GES 500: Engineering Statistics - Key Concepts

Chapter 1: Descriptive Statistics

1.1 Deterministic vs. Stochastic Phenomena
  • Deterministic Phenomena: Outcomes are consistent under identical conditions; the process is predictable.

    • Example: A perfectly controlled physical experiment where measurements yield identical results repeatedly.

  • Stochastic Phenomena: Outcomes vary under identical conditions due to inherent randomness and unpredictability.

    • Example: Measurements affected by various uncontrollable noise factors that produce scatter in results.

  • Key Questions in Stochastic Systems:

    • How can we identify the true value amidst noise?
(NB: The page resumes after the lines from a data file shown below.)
PR #310, opened 2018-08-24
GUACAMOLE-605: Morphia extension and Morphia-MongoDB extension

daniquir:


daniquir:
The initial idea was to follow the philosophy of the JDBC module, but I do not know that other databases can use the morphia module.

In principle, the generic morphia module has been created to be added to a specific database module, as in the JDBC module.

I think that making it more abstract would not be appropriate if it depends on Morphia and the databases it supports.
I am open to opinions and if they consider that it is better to change it, I will change it without problem.

To finish the intention is to give the possibility of using Guacamole with a database of MongoDB, if someone wants to use it to include other databases that are supported by Morphia, it is welcome.

necouchman:
It looks like Morphia is specific to MongoDB - it appears that perhaps they tried to write it with the concept of abstracting away from MongoDB a bit, but, in practice, there aren't any other supported databases.  The only other one I found that might work is Spring - it looks like Spring has the capability to do CouchDB and MongoDB, and maybe some others.

At this point I think we can push forward with reviewing this and getting it into code - if someone wants to come back later and write a module that supports multiple ones, that'll be fine, but since you have this working, no reason not to get it reviewed and into the code base.  I'll try to review it over the weekend.

mike-jumper:
Before this gets too far through process, I think it's worth looking into whether some of the common functionality could be brought out into a library shared by both, perhaps even something which is available as a dependency via Maven (similar to guacamole-ext).

The base permission enforcement functionality, connection tracking/sharing, etc. theoretically could be extracted such that it could be reused. That would reduce the duplication here, as well as allow downstream extensions to avoid having to reimplement all that.

We could eventually leverage this to add similar functionality to the various other extensions that support connection storage, namely LDAP and some hypothetical future version of the file-based auth (something actually meant at production use, not the current XML and MD5/plaintext incarnation aimed).

necouchman:
>  I think it's worth looking into whether some of the common functionality could be brought out into a library shared by both

I think this is a great idea, and a good time to do it.

daniquir:
It seems to me the best way to integrate both parties and prevent similar cases in the future. Any improvement will be good for the project. I will try to perform some test by extracting the common code.

necouchman:
>  I will try to perform some test by extracting the common code.

We will also want a new JIRA issue for this effort.  I'll create one and add the folks on this PR to it.

necouchman:
GUACAMOLE-617 has been created to track this effort: https://issues.apache.org/jira/browse/GUACAMOLE-617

    • How to model trends or relationships revealed by varying data?

1.2 Descriptive and Inferential Statistics
  • Statistics: The science of data—collecting, analyzing, interpreting, and presenting empirical data.

  • Inferential Statistics: Drawing conclusions about populations from sample data:

    • Requires understanding the uncertainty in sampling and predicting population parameters based on collected samples.

  • Types of Data Sets:

    • Univariate: Observations on a single variable (e.g., battery lifetimes).

    • Bivariate: Observations on two variables simultaneously (e.g., height and weight).

    • Multivariate: Observations on multiple variables, allowing the study of relationships between them.

1.3 Collection of Data
  • **Methods:

    1. Retrospective Studies:** Analyzing historical data.

    2. Observational Studies:** Observing behavior without interference.

    3. Designed Experiments: Controlled experiments where variables are deliberately manipulated.

  • Example of Observational Study:

    • Examining stress levels among different smoking habit groups.

1.4 Presentation of Data
  • Dotplots: Each data point represented by a dot; good for small datasets.

  • Histograms: Bars represent frequency of data values; visualizing distribution shapes (e.g., unimodal, bimodal).

  • Time Series Plots: Visualize how data points vary over time, revealing trends and patterns.

  • Scatter Plots: Used for bivariate data to show potential relationships between two variables.

1.5 Data Analysis: Location of Data
  • Mean: The average of a data set, sensitive to outliers.

  • Median: The middle value in a numerically ordered list, more robust to outliers.

  • Comparison: In symmetrical distributions, mean and median are close, while in skewed distributions, one may be significantly different.

1.6 Data Analysis: Variability of Data
  • Variance: A measure of how data points differ from the mean, calculated as the average of the squared deviations.

  • Standard Deviation: The square root of variance; gives a measure of spread in the same units as the data.

  • Interquartile Range (IQR): Difference between the upper and lower quartiles, used to detect outliers.

1.7 Data Analysis: Relationships in Data
  • Correlation Coefficient (r): Measures the strength of the relationship between two variables (-1 to 1 scale).

    • r > 0 implies positive correlation; r < 0 implies negative correlation; r near 0 implies no correlation.

  • Cauchy–Bunyakovsky–Schwarz Inequality: Fundamental property relating means and variances, underpinning many statistical methods.

  • Practical Example of Correlation: In measuring the relationship between pull strength and wire length, correlation coefficients quantify the strength of linear relationships.

  • Conclusion: Understanding these statistical principles allows for better data interpretation and improved decision making in engineering processes.